Una República representativa, democrática y federal

A poco más de un mes del triunfo electoral de Andrés Manuel López Obrador (AMLO)  y del Movimiento de Regeneración Nacional (Morena), la pregunta aún sin respuesta es si el partido que será gobierno federal a partir del próximo 1 de diciembre y mayoría en el Congreso de la Unión el 1 de septiembre, encabezará cuatro gobiernos estatales, una jefatura de gobierno, será mayoría en  11 de los 17 congresos estatales recién electos (incluyendo al de la Ciudad de México) y gobierno municipal en ciudades de mucha importancia social, política y económica (entre estas últimas, Acapulco, con la abogada Adela Román Ocampo a la cabeza) logra impedir el establecimiento de un estado de hostilidad entre los diversos grupos políticos  que lo integran y se asume como un partido gobernante en una República representativa, democrática y federal, como según el Artículo 40 de nuestra Carta Magna es voluntad del pueblo mexicano el constituirse.

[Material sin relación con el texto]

PR #5767, opened 2017-01-19
Show bokehjs version in "successfully loaded" message

### LINKED ISSUE #5705: Print Bokeh version in notebook "BokehJS loaded" message
The following situation (seen most recently in https://github.com/bokeh/bokeh/issues/5703) has happened to users many times now on gitter, the tracker, stackoverflow, etc, resulting in perceived issues and problems:

* user updates Bokeh in some conda env
* jupyter notebook is in a different env
* user starts notebook thinking they are using updated bokeh
* but really are using whatever bokeh is in the env with the notebook

This is an easy situation to fall into, but there is no good way to detect or warn about it. It's simply a consequence of the fundamental way system paths work. 

Propose to change notebook message from:
```
BokehJS successfully loaded.
```
to 
```
BokehJS 0.12.4 successfully loaded.
```

This is not necessarily expected to lower the incidence of reported problems but will at least make it possible to diagnose whether this is the problem with one simple question. (Any may lower the incidence, if users notice and self-diagnose)

mattpap:
fixes #5705

### DIFF
--- a/bokeh/core/_templates/autoload_nb_js.js
+++ b/bokeh/core/_templates/autoload_nb_js.js
@@ -24,7 +24,8 @@
 
   function display_loaded() {
     if (window.Bokeh !== undefined) {
-      document.getElementById({{ elementid|json }}).textContent = "BokehJS successfully loaded.";
+      var el = document.getElementById({{ elementid|json }});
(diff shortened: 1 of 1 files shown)


bryevdv:
LGTM

PR #5770, opened 2017-01-19
Bryanv/build fixups

bryevdv:
This fixes up some remaining issues with the recent build automation update.

### DIFF
--- a/.travis.yml
+++ b/.travis.yml
@@ -139,6 +139,7 @@ after_success: |
         echo "Building a FULL RELEASE package: $TRAVIS_TAG"
       fi
       python scripts/build_upload.py $TRAVIS_TAG
+      exit $?
   else
       echo "No tag present, not building a release package."
   fi
--- a/scripts/deploy.py
+++ b/scripts/deploy.py
@@ -229,10 +229,16 @@ def check_checkout():
         abort()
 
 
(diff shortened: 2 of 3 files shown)


.travis.yml
```diff
@@ -139,6 +139,7 @@ after_success: |
         echo "Building a FULL RELEASE package: $TRAVIS_TAG"
       fi
       python scripts/build_upload.py $TRAVIS_TAG
+      exit $?
```
bryevdv: The script failed but the travis job reported success, I believe this should cause the travis job to report failure whenever the script has a non-zero exit.

scripts/deploy.py
```diff
@@ -229,11 +229,17 @@ def check_checkout():
...
     try:
         out = run("git for-each-ref --sort=-taggerdate --format '%(tag)' refs/tags")
         tags = [x.strip("'\"") for x in out.split("\n")]
 
+        if CONFIG.new_version in tags:
+            failed("There is already an existing tag for new version %r" % CONFIG.new_version)
+            abort()
+        else:
+            passed("New version %r does not already have a tag" % CONFIG.new_version)
+
```
bryevdv: This makes sure there is not already a tag for the proposed new version.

El futuro presidente de México es la única figura política de su partido. AMLO fue un fenómeno electoral que muy difícilmente se repetirá. Un “maremoto” que arrasó en las 155 mil casillas instaladas por el INE el pasado 1 de julio. Un fenómeno electoral, algo extraordinario y sorprendente,

Pero fuera de él, no hay un político en Morena con la valía suficiente como para repetir ese fenómeno electoral ni siquiera a mediano plazo. Construirlo, no es cuestión de un sexenio. A AMLO le llevó doce años para ser un triunfador electoral indiscutible. Por lo tanto, las elecciones de 2024, serán más disputadas.

Por lo anterior, es de importancia vital para Morena el que sus gobernantes (en los tres niveles de gobierno) busquen el fortalecimiento de la democracia y el apuntalamiento del federalismo.

El respeto irrestricto, es decir, ilimitado,  a la división de poderes, sería un considerable avance en un sistema político urgido de puntales que lo sostengan.

El voto que llevó al gobierno a Andrés Manuel López Obrador y a ese singular y excepcional partido, así lo exige. Empero, el maremoto líneas arriba mencionado no se generó únicamente con el voto de la militancia morenista. Tuvo como motor principal a una sociedad civil fastidiada por la creciente corrupción entre los políticos, irritada por la obsecuencia de los legisladores para con el Ejecutivo, sumisión que avergüenza a la sociedad y reduce y desgasta a la fuerza del Estado Mexicano.

Por ello, al leer este columnista dos notas publicadas en el diario El Universal (on line) encontró el tema que buscaba para este Hontanar.

El diputado federal electo Pablo Gómez, posible coordinador de la diputación federal morenista contestó a la pregunta del reportero:

 “¿Si hay alguna iniciativa que no les guste del Ejecutivo lo dirán?”,

Respondió:

“Lo diremos y lo cambiaremos, negociaremos con el ejecutivo como se hace en el mundo entero”.

La diputada electa por Morena, Ernestina Godoy, próxima coordinadora parlamentaria del primer Congreso de la Ciudad de México, declaró que no habrá reducción del salario (dieta), ni se les descontará a los congresistas ningún tipo de “donación”, como lo desearía – no lo ha dicho aún- Andrés Manuel López Obrador.

Ambas declaraciones despiertan una esperanza de que  paulatinamente se irá terminando esa sumisión de los legisladores que tanto afecta al  federalismo mexicano. El Poder Legislativo es un Par de los poderes Ejecutivo y Judicial. Cuando realmente haya respeto entre los tres podremos afirmar con orgullo que la nuestra es una República representativa, democrática y federal.